▶ **What needs to be done**:
Copy, from the entries below, each line where the word "when" can be found.

[Collected data entries]
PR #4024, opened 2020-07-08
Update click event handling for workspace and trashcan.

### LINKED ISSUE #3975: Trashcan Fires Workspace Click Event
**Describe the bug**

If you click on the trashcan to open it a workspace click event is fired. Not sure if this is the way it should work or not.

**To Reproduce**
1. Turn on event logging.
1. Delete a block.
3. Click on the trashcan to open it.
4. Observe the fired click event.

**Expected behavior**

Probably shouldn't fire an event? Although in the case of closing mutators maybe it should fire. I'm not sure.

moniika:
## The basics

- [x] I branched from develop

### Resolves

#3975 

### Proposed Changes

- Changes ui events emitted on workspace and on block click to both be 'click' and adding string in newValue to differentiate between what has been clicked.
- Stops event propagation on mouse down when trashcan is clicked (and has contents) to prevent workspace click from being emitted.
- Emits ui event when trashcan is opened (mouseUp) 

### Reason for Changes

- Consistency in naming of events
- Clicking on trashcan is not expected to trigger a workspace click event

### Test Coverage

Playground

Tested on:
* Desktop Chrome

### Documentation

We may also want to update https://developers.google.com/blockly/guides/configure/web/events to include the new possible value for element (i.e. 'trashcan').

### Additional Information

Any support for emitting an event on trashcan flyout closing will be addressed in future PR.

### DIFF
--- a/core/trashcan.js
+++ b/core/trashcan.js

▶ **Result for this exercise**:
- Stops event propagation on mouse down when trashcan is clicked (and has contents) to prevent workspace click from being emitted.
- Emits ui event when trashcan is opened (mouseUp) 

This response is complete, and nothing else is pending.